### Task to complete
Whichever lines of the material contain "instance", copy each of them.

*** Record excerpts Section Begins ***

Issue #752, opened 2026-07-22
Support private-network HTTP with unified browser capability fallbacks


marzich:
## Summary

Synergy Web should treat ordinary HTTP on a private overlay network as a supported deployment mode, not as an accidental browser configuration.

For example:

```text
http://100.x.x.x:18080
```

This is not a browser Secure Context. The immediate regression is an unconditional `globalThis.crypto.randomUUID()` call that crashes the SPA during module initialization, but the larger issue is that browser capability assumptions and fallbacks are currently distributed across individual components.

This issue tracks a unified compatibility approach. PR #753 is intentionally only the smallest first fix and should not close this issue.

## Immediate regression

`packages/ui/src/context/marked-math.ts` initializes a marker at module scope:

```ts
const generatedKatexMarker = globalThis.crypto.randomUUID()
```

`packages/app/src/app.tsx` imports the Markdown provider at module scope. In Chromium on private-network HTTP, `globalThis.crypto` and `crypto.getRandomValues()` are available while `crypto.randomUUID` is undefined. The resulting exception occurs before the App ErrorBoundary mounts and prevents the entire SPA from starting.

The unconditional call was introduced by commit `d93a657e` (`fix(ui): preserve Markdown math context and copy trust`). A second unconditional browser call exists in `packages/app/src/components/workspace/browser/browser-webrtc.ts`; that one fails when the browser client is constructed rather than during initial boot.

Observed error:

```text
TypeError: globalThis.crypto.randomUUID is not a function
```

## Broader design gap

The failure exposes several related problems:

1. Optional browser APIs are accessed directly from feature code, sometimes at module scope before error boundaries exist.
2. Non-security correlation IDs and security-sensitive nonces are both expressed as UUID generation, despite requiring different failure behavior.
3. Some call sites already implement local fallbacks while others assume Secure Context, producing inconsistent behavior.
4. Unsupported optional capabilities can crash the whole application instead of disabling only the affected action or panel.
5. Current browser validation does not exercise a real non-loopback HTTP origin, so localhost testing does not reveal Secure Context regressions.

### 1. Centralize capability-safe browser primitives

Provide small shared helpers for browser APIs used by App/UI rather than duplicating ad hoc checks. Keep the helpers focused; this does not require a large browser abstraction layer.

For ordinary UI identifiers:

1. Prefer `globalThis.crypto.randomUUID()` when available.
2. Otherwise generate UUID-v4-shaped output with `crypto.getRandomValues()`.
[...]

PR #753, opened 2026-07-22
fix(web): support UUID fallback over HTTP

marzich:
## Summary

- prevent the web app from crashing during module initialization when `crypto.randomUUID` is unavailable
- add a dependency-free browser UUID helper with native Web Crypto, `getRandomValues`, and lightweight fallbacks
- use the same helper for browser WebRTC connection IDs

Related to #752. This PR intentionally does not close the issue so the private-network HTTP behavior can continue to be tracked after the patch lands.

## Root cause

`marked-math.ts` generated a module-level marker with an unconditional `globalThis.crypto.randomUUID()` call. Browsers do not expose `randomUUID` to non-secure origins such as a private-network HTTP address, so importing the Markdown provider could fail before the application error boundary mounted.

## Scope

This is intentionally limited to the two unguarded browser calls. Server and desktop UUID generation is unchanged, and existing browser call sites that already have fallbacks are not refactored.

## Verification

- `bun test test/uuid.test.ts` in `packages/util` (4 passed)
- `bun test test/marked-math.test.ts` in `packages/ui` (9 passed)
- `bun test src/components/workspace/browser/browser-webrtc.test.ts` in `packages/app` (4 passed)
- util, UI, and app typechecks passed
- repository pre-push formatting, lint, and all-package typecheck hooks passed
- production frontend build passed
- built assets contain no exact unguarded `crypto.randomUUID()` call
- verified in Chromium over non-secure private-network HTTP with `isSecureContext === false`, no `randomUUID`, and no page errors


yzxoi (approved):
## Review Result: No Findings

Zero blocking defects introduced by this PR. The change is scoped correctly as a minimal Phase 1 fix, mechanically safe, and well-tested.

### What this PR does right

- **Layered fallback strategy** — `randomUUID()` → `getRandomValues()` v4 → `Math.random()` fallback covers the private-network HTTP scenario without over-engineering.
- **Dependency injection** — `UUIDEnvironment` makes every code path testable without global mocking.
- **Correct UUID v4 bit-setting** — RFC 4122 version and variant bits are properly applied in the `getRandomValues` path.
- **Consumer substitutions are safe** — `connectionId` is a ticket-authenticated signaling discriminator, not a security boundary. KaTeX marker only controls clipboard copy trust. Both tolerate weak randomness.
- **No package or export regressions** — CI Package Validation confirms `dist/uuid.js` + `dist/uuid.d.ts` build correctly, pass `publint` and `arethetypeswrong`.

### Non-blocking observations

1. **Helper name contracts UUID format** — the final fallback returns a non-UUID shaped string. Both current consumers are fine, but a future caller expecting RFC UUID format would break silently in exotic runtimes.
2. **Two cheap test gaps** — no parameterless `generateUUID()` test exercising `globalThis.crypto`, and no double-throw test for the fallthrough path.
3. **Pre-existing regex gap** (not in this PR): `stripGeneratedKatexMarker` at `marked-math.ts:13-15` uses a `\s` anchor that a `\"data-...` adjacent attribute bypasses. Worth a separate hardening PR.

### Overall

This is a clean, well-scoped fix that addresses the reported startup crash and WebRTC construction failure over HTTP. The architecture is consistent with the Phase 1 plan in #752.

Thank you @marzich for the contribution — well-researched, carefully scoped, and cleanly implemented.

PR #756, opened 2026-07-22
fix: polish Settings interactions

EricSanchezok:
## Summary

- hide the entire Usage attention section when no provider accounts require credential recovery
- align shared numeric input typography and clarify model quick-switch copy
- show complete model-role consumer details in an interactive, scrollable, visually balanced popover
- replace the permanent Synergy Link target form with a compact responsive dialog

## Validation

- `bun run quality` — 14/14 tasks passed; core suite 5071 passed, 2 skipped, 0 failed
- focused Settings regression tests
- isolated Web visual verification at desktop and narrow widths
- independent maintainability review


yzxoi:
Review findings before the follow-up fix:

1. **The add-target dialog can trap the entire app if the create request hangs.** While the request is pending, Escape/outside-click are blocked and both Close and Cancel are disabled. The SDK call has no cancellation signal or reliable hard timeout, so a stalled request leaves no way to exit the modal without reloading or closing the app.
2. **The add-target dialog body gets double padding.** The new Settings override has lower specificity than the shared Dialog body rule, so the shared `0 24px 24px` padding remains in addition to the fields/footer padding.
3. **The model-role detail popover can clip its fallback/resolution content on short viewports.** The outer surface has a viewport-constrained max height plus `overflow: hidden`, while only the agent subsection scrolls; content below that subsection can become unreachable.

I’m adding focused regression coverage and will push fixes to this PR branch.

yzxoi (approved):

PR #945, opened 2026-07-29
fix(browser): retire idle Playwright resources

### LINKED ISSUE #944: fix(browser): retire idle Playwright pages and ownerless Chromium
## Summary

Headless Playwright resources remain live after browser tool activity stops. A session-owned page has no idle lifecycle, and the shared Chromium process remains running after the last owner context is released.

This can leave an otherwise idle browser consuming substantial CPU and memory inside the Synergy service cgroup.

## Production evidence

Observed on Linux with current `dev`:

- One session invoked `browser_navigation`, `browser_console`, and `browser_network`.
- The last successful navigation completed at approximately 13:37:54.
- No later browser tool activity occurred for that session.
- More than 30 minutes later, the page was still reported as `active`.
- Chromium renderer CPU remained around 110%.
- Chromium SwiftShader GPU CPU remained around 126%.
- The Chromium process group retained roughly 700 MiB RSS.
- No other session had invoked browser tools since this Chromium instance launched.

After sending the supported Browser `close` command:

- The owner state became `empty`.
- The renderer exited.
- Service cgroup memory dropped substantially.
- The shared Chromium process and SwiftShader GPU process remained alive.
- The GPU process continued consuming approximately 126% CPU despite there being no active page/context.

Terminating that now-ownerless Chromium process removed the CPU pressure while both the main and test Synergy HTTP endpoints remained healthy.

## Root cause

There are two lifecycle gaps:

1. `BrowserRuntime` reaps session resources only when the session is archived/deleted or a Cortex session reaches a terminal state. An ordinary primary-session turn finishing does not release an inactive browser page.
2. `PlaywrightBrowserDriver.releaseOwner()` closes the owner context but deliberately leaves the shared Chromium process running. There is no idle retirement after the last context is released.

Keeping browser state across a sequence of browser tools is useful, so closing after every tool call would be incorrect. The missing behavior is bounded idle suspension and restartable shared-browser retirement.

## Proposed behavior

- Refresh an owner idle deadline after every browser command.
- After a bounded period without browser commands, dispose/suspend that owner:
  - preserve descriptor/checkpoint/storage state;
  - close page, controller, transport, listeners, and BrowserContext;
  - allow a later `resume` to restore the page.
- Do not let idle timers keep the server process alive.
- Cancel idle timers during owner disposal and runtime shutdown.
- When the last Playwright owner context is released, close the shared Chromium browser.
- Ensure a later browser command can launch a fresh Chromium instance.
- Preserve multi-owner isolation: releasing one owner must not stop Chromium while another owner remains active.

## Acceptance criteria

- A browser page remains reusable during active command sequences.
- An owner is suspended after the configured idle window.
- A later `resume` works after idle suspension.
- Explicit close releases the owner context.
- Releasing the final owner closes Chromium.
- Releasing one of multiple owners does not close Chromium.
- A new command after retirement relaunches Chromium.
- Focused lifecycle tests cover timer reset, idle disposal, final-owner shutdown, multi-owner behavior, and relaunch.

## Priority

P1. On Linux, the observed no-page SwiftShader process continuously consumed more than one CPU core and materially increased the Synergy cgroup working set.

marzich:
## Summary

- suspend session-owned Browser resources after 10 minutes without a Browser command
- preserve the existing descriptor/checkpoint/storage state so a later `resume` can restore the page
- close shared Playwright Chromium when the final owner context is released
- deduplicate concurrent Chromium relaunches after retirement

Related to #944. This PR intentionally does not close the issue until production behavior is verified.

## Root cause

Browser pages were retained across ordinary primary-session turn completion because the runtime reaper only handled archive/delete and terminal Cortex transitions. Even after an explicit page close released the final owner context, `PlaywrightBrowserDriver` left the shared Chromium process running indefinitely.

On Linux this left an ownerless SwiftShader GPU process consuming approximately 126% CPU. Before explicit close, the retained renderer and GPU processes together consumed more than two CPU cores and roughly 700 MiB RSS for over 30 minutes after the final Browser tool call.

## Changes

| File | Change |
|------|--------|
| `packages/synergy/src/browser/command-service.ts` | Maintain an unref'ed per-owner idle deadline, refresh it after Browser commands, and route expiry through the existing ordered owner disposal path. |
| `packages/synergy/src/browser/playwright-driver.ts` | Retire Chromium after the final context closes and safely relaunch one shared browser for concurrent owners. |
| `packages/synergy/test/browser/tool-navigation.test.ts` | Cover idle disposal, deadline refresh, and explicit-close behavior. |
| `packages/synergy/test/browser/playwright-driver.test.ts` | Cover final-owner retirement, multi-owner isolation, and concurrent relaunch deduplication. |

## Behavior

- Browser command sequences continue to reuse the same live page.
- Every completed Browser command refreshes the 10-minute idle deadline.
- Idle expiry uses `BrowserRuntime.disposeSession()`, which captures recoverable state and suspends the page instead of deleting it.
- Explicit `close` remains terminal for the current page and does not create an idle timer.
- Releasing one owner does not affect other active owners.
- Releasing the final owner closes Chromium; later activity launches a fresh shared instance.

## Verification

- `bun test test/browser --timeout 30000`: 83 passed
- `bun run typecheck` in `packages/synergy`: passed
- root `bun run typecheck`: 11 packages passed
- pre-push Prettier check: passed
- pre-push Oxlint: passed with zero warnings
- pre-push Sherif workspace validation: passed
- `git diff --check`: passed


yzxoi:
@codex review

yzxoi (approved):

PR #947, opened 2026-07-29
fix(tools): bound arxiv PDF downloads

### LINKED ISSUE #946: bug(tools): arxiv_download timeout does not cover response body
## Summary

`arxiv_download` can remain `running` for many minutes after arXiv has returned HTTP response headers. The advertised 60-second operation timeout is cleared before the PDF response body is consumed, so a slow or stalled body stream leaves Cortex sessions blocked until the much longer outer tool timeout.

## Production evidence

Observed on Linux with five parallel scholar Cortex sessions during a literature survey:

- several dozen arXiv downloads were started across the children;
- multiple PDFs completed, including some taking 100-250 seconds;
- three calls remained `running` for 7-9 minutes while the Synergy process still held established TLS connections to arXiv/Fastly;
- the corresponding PDF output files did not exist yet;
- affected children could not settle their current assistant turn, so the parent waited for Cortex completion;
- calls that eventually received the complete body did finish, confirming that this was not a dead Synergy process.

Example stalled paper IDs included `2602.07755` and `2607.05609`.

## Root cause

In `packages/synergy/src/tool/arxiv.ts`:

1. a 60-second abort timer is created;
2. `fetch()` is awaited;
3. the timer is cleared as soon as `fetch()` resolves response headers;
4. only then is `response.arrayBuffer()` awaited.

`fetch()` resolving does not mean the response body has been downloaded. The body therefore has no arXiv-specific deadline. The generic tool timeout defaults to two hours, so the UI can show the call as running for a long time.

The implementation also buffers each complete PDF in one `ArrayBuffer` before writing it. Parallel scholar sessions can therefore produce avoidable external-memory peaks.

Latest `dev` improves settlement when an outer abort fires, but the arXiv body timeout and full-buffering behavior remain unchanged.

## Expected behavior

- The download deadline covers response headers, body transfer, and destination write.
- Session cancellation aborts the active body read promptly.
- The PDF is streamed to a temporary file instead of held entirely in memory.
- A configurable/bounded maximum PDF size is enforced.
- Timeout, cancellation, HTTP error, and oversized-body paths remove temporary files and preserve an existing destination.
- The temporary file is atomically renamed to the destination only after a complete successful download.

## Suggested tests

- response headers arrive, then the body stalls past the deadline;
- cancellation while reading the body;
- oversized `Content-Length` and chunked body exceeding the limit;
- partial download cleanup and preservation of an existing destination;
- successful streamed download and atomic replacement;
- parallel downloads do not require one full-PDF `ArrayBuffer` per call.

## Impact

This blocks Cortex completion and parent result propagation under realistic parallel research workloads. High concurrency amplifies the likelihood of a slow arXiv/Fastly stream, but reducing supported concurrency is not an adequate correctness fix; each network operation needs a complete lifecycle deadline and bounded memory behavior.

marzich:
## What does this PR do?

- keeps the arXiv download deadline active through response-body consumption and file completion;
- streams PDF chunks into an adjacent temporary file instead of materializing a full-response `ArrayBuffer`;
- enforces a 100 MiB bound using both `Content-Length` and streamed byte counts;
- atomically renames complete downloads and removes partial files on timeout, cancellation, HTTP failure, or size failure;
- adds deterministic regressions for a headers-then-stalled body, caller cancellation, chunked oversize responses, successful replacement, and temporary-file cleanup.

Closes #946.

## Why?

`arxiv_download` previously cleared its 60-second timer immediately after `fetch()` returned response headers. A slow or stalled PDF body could therefore leave a Cortex tool call running until the generic two-hour tool timeout. Parallel research sessions also held one full PDF `ArrayBuffer` per active download.

The destination is now changed only after a complete bounded download, so interrupted transfers do not corrupt or replace an existing paper.

## How was it tested?

- `bun test test/tool/arxiv-download.test.ts` from `packages/synergy` (4 passed)
- `bun test test/tool/timeout.test.ts test/tool/search-guard.test.ts` from `packages/synergy` (10 passed)
- `bun run quality:quick` from the repository root
- pre-push format, lint, and monorepo typecheck hooks

## Checklist

- [x] New tests live under `packages/synergy/test/tool`
- [x] No server API, generated SDK, localization, auth, or documentation contract changed
- [x] No secrets, local runtime data, or unrelated cleanup included


yzxoi:
PR #947 的整体修复方向是对的：下载 deadline 现在覆盖 response body，PDF 按块写入临时文件，并在完整下载后提交。但 review 和本地复现发现 3 个需要一起修复的问题：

*** Record excerpts Section Ends ***

### Problem solution
- No other session had invoked browser tools since this Chromium instance launched.
- Ensure a later browser command can launch a fresh Chromium instance.
- Releasing the final owner closes Chromium; later activity launches a fresh shared instance.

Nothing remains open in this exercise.